@mallowofmuses || Continued from here.
“Thankfully, I believe such an issue should resolve itself, in time. Most occasions like this do so.” And yet her hand still touches over the opposing shoulder, pushing the pads under her fingers against the muscle and the ridge of bone it tethers to. It’s still sore, but sore in the repaired sense that she’s gotten used to, the unique sore to her people’s medicine. There are no bruises, not anymore. There is no damage. There is nothing under the skin to betray what had happened, and yet her nerves still tell her there should be something wrong, and so send warning signals all the way up to her brain, registering as an ache that she cannot place.
Not that she can blame her body, one of the few times when she can offer that sentiment. It’s... It’s an uncanny thing, to look at herself, and not even see a scar as proof to what happened. No raw skin, no stitches, no bandages. Not even any misplaced scales, nothing different from how she already was, from the way her body already looked.
Surreal doesn’t even cut it. She feels like she’s lying, even as she recounts the story to Oz, because she has no physical proof of any assassination attempt, or accident, or whatever the courts will decide this was. It’s functionally the same as her making it up, anyways, only her words to back herself up, only her memory, and her memory can’t even decide what it wants to do with this. Her mind keeps wanting to sort this as some strange nightmare, as something that she woke up from, but forgot that she had just been dreaming.

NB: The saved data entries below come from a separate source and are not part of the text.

PR #1343, opened 2021-02-02
Clarify invalid duration field error message

### LINKED ISSUE #1233: error messages resulting because instant is not calendar aware
java.time has the same distinction between calendar-aware-or-not entities - and in my experience as a maintainer of libraries around that [1], beginners and even intermediates trip up on this again and again. 

My proposal would be to improve the error messages when this mistake is made. For example

```
Temporal.now.instant().add(Temporal.Duration.from({years: 1}))  
```

The error message is correct, but it would save many people a lot of time if the message pointed people to a link about calendar-awareness or somehow explained the problem sufficiently.

[1]  https://github.com/henryw374/cljc.java-time/issues/18

justingrant:
Fixes #1233

### DIFF
--- a/polyfill/lib/ecmascript.mjs
+++ b/polyfill/lib/ecmascript.mjs
@@ -571,7 +571,9 @@ export const ES = ObjectAssign({}, ES2020, {
     ES.RejectDuration(years, months, weeks, days, hours, minutes, seconds, milliseconds, microseconds, nanoseconds);
     for (const property of disallowedProperties) {
       if (record[property] !== 0) {
-        throw new RangeError(`invalid duration field ${property}`);
+        throw new RangeError(
+          `Duration field ${property} not supported by Temporal.Instant. Try Temporal.ZonedDateTime instead.`
+        );
       }
     }
     return record;


polyfill/lib/ecmascript.mjs
```diff
@@ -571,7 +571,9 @@ export const ES = ObjectAssign({}, ES2020, {
     ES.RejectDuration(years, months, weeks, days, hours, minutes, seconds, milliseconds, microseconds, nanoseconds);
     for (const property of disallowedProperties) {
       if (record[property] !== 0) {
-        throw new RangeError(`invalid duration field ${property}`);
+        throw new RangeError(
+          `Duration field ${property} not supported by Temporal.Instant. Try Temporal.ZonedDateTime instead.`
```
justingrant, line 575: Even though this Abstract Operation is generic in theory, in practice it's only used by the Instant type (and we're not changing the API anymore!) so this type-specific error message seems safe.

ryzokuken: @justingrant also since the error messages aren't specified, I think it's not a problem :)

ryzokuken (approved):
Looks great, thanks!

PR #1347, opened 2021-02-04
Convert "bc"/"ad" eras to "bce"/"ce" in Gregorian calendar

justingrant:
This PR changes the `bc` and `ad` eras in the `gregory` calendar to `ce` and `bce`, respectively, per   
https://github.com/unicode-org/icu4x/issues/470#issuecomment-772735333.


cjtenny (approved):
Ship it!

PR #1354, opened 2021-02-08
Docs: show clipped content at right edge of persistence-model.svg

justingrant:
This PR fixes the size of persistence-model.svg so the right edge of the diagram won't be clipped in the docs home page.

Current: 
image

Fixed: 
image


ptomato (approved):
:+1:

PR #1359, opened 2021-02-11
Use GetMethod for looking up calendar and time zone methods

### LINKED ISSUE #1323: Use GetMethod for looking up calendar and time zone methods
Follow up from #1310, using [GetMethod](https://tc39.es/ecma262/#sec-getmethod) instead of Get will ensure that the property is either nullish or callable.

cjtenny:
Fixes #1323.


ptomato (approved):
:+1:

ljharb (approved):

PR #1362, opened 2021-02-11
Bugfix: Make ISO monthCode abstract operations match polyfill.

cjtenny:
This is subject to further change based on IETF standardization of monthCodes; it is not going to be defined by temporal.

Fixes #1348.


ptomato (approved):
:+1:

PR #1366, opened 2021-02-12
docs: Clarify that the from() overflow option doesn't apply to strings

ptomato:
Closes: #797


ptomato:
(So cool that my documentation change increased code coverage)

cjtenny (approved):
codecov bot knows something we don't, and it's holding it over us. Someday...

ryzokuken (approved):
Thanks!

PR #1372, opened 2021-02-19
Fix Duration docs code samples

justingrant:
There were a few incomplete or incorrect code samples in the Duration docs. This PR fixes them. I made a few minor tweaks in the Duration docs while I was in the neighborhood.


ptomato (approved):
:+1:

PR #1373, opened 2021-02-19
polyfill: Fix iso week number

redneb:
The current algorithm for calculating the ISO week number is wrong for dates that belong to an ISO week from the previous year. For example `Temporal.Calendar.from("iso8601").weekOfYear("2021-01-01")` returns 52 but the correct answer is 53.

The problem is in the function `ES.WeekOfYear`: This function computes first the expression `const week = MathFloor((doy - dow + 10) / 7);` and then, if the answer is 0, this means that the day belongs to the last ISO week of the previous year. So the result of the function must be the number of ISO weeks of the *previous* year, which is 53 if the previous year ends on a Thursday (regardless if its a leap or not) or if ends on a Friday and is a leap. Otherwise the result must be 52 ([source](https://en.wikipedia.org/wiki/ISO_week_date#Weeks_per_year)).

### DIFF
--- a/polyfill/lib/ecmascript.mjs
+++ b/polyfill/lib/ecmascript.mjs
@@ -2028,7 +2028,7 @@ export const ES = ObjectAssign({}, ES2020, {
     const week = MathFloor((doy - dow + 10) / 7);
 
     if (week < 1) {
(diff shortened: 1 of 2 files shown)


ptomato (approved):
:+1: Thank you!

PR #1375, opened 2021-02-19
Make Duration _repr_ match toString() output

### LINKED ISSUE #1371: Unexpected zero seconds shown in Duration.prototype._repr_ output
The debugging-only `_repr_` getter (which is used to show the contents of a Duration in the polyfill while debugging with Chrome devtools console) has an extra `0.0S` appended to its output that should not be there. The output should match `toString()`.

Repro: run the following code in Chrome devtools console:

```js
Temporal.Duration.from('P73DT4H')
```

Expected: `Duration {_repr_: "Temporal.Duration <P73DT4H>"}` (`_repr_` should have same output as `toString()`)
Actual: `Duration {_repr_: "Temporal.Duration <P73DT4H0.0S>"}`

Note that the `_repr_` is only for debugging the pre-production polyfill. It's not present in the 262 spec so fixing this won't affect the spec.

justingrant:
Fixes #1371

### DIFF
--- a/polyfill/lib/duration.mjs
+++ b/polyfill/lib/duration.mjs
@@ -73,8 +73,10 @@ export class Duration {
     SetSlot(this, NANOSECONDS, nanoseconds);
 
     if (typeof __debug__ !== 'undefined' && __debug__) {
+      const { precision, unit, increment } = ES.ToDurationSecondsStringPrecision({});
+      const s = ES.TemporalDurationToString(this, precision, { unit, increment, roundingMode: 'trunc' });
       Object.defineProperty(this, '_repr_', {
-        value: `${this[Symbol.toStringTag]} <${ES.TemporalDurationToString(this)}>`,
+        value: `${this[Symbol.toStringTag]} <${s}>`,
         writable: false,
         enumerable: false,
         configurable: false


ptomato (commented):
Good catch, I had found the other day that this was broken in `toJSON()` and included a [fix](https://github.com/tc39/proposal-temporal/pull/1370/commits/3b9e891dacf74410e530051df1ab85b173acd660) in #1370 but had missed this one.

It should be OK to just add `ES.TemporalDurationToString(this, 'auto')` though.

justingrant:
> Good catch, I had found the other day that this was broken in `toJSON()` and included a [fix](https://github.com/tc39/proposal-temporal/pull/1370/commits/3b9e891dacf74410e530051df1ab85b173acd660) in #1370 but had missed this one.
> 
> It should be OK to just add `ES.TemporalDurationToString(this, 'auto')` though.

Given that #1370 seems to fix most of these cases, do you want to just fix _repr_ in #1370 too instead of spreading fixes across multiple PRs?

BTW, instead of updating all callsites to use an `'auto'` parameter, would a better fix be to treat `undefined` as `'auto'` in `ES.TemporalDurationToString`?  It seems odd that the default behavior of ES.TemporalDurationToString isn't the same as `'auto'`.

ptomato:
Yeah, makes sense. I'll close this and pull out that fix from the other PR into a new PR.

Her guards can close ranks around her, the other royals can preen and bring it up and discuss international relations with her, her medical staff can fuss over her, but she can’t convince herself this isn’t merely another act in the play, that this isn’t just another scene that she has done and followed to every last word of the script, and she’s just playing her part as she should.
“To be quite honest, I believe it would be normal, to handle... such things, poorly.” She grasps, pulls onto the first words she can think of, and continues without thinking too hard about what’s coming to her mind. “Not everyone can be alike to myself, after all. You require steady nerves, and a calm head, and a plan, and of course not just anyone could handle something like that. Anyone else would crack under the pressure. And to think about how often things like this happen... No wonder us Vanderbilts have been set apart from the rest!”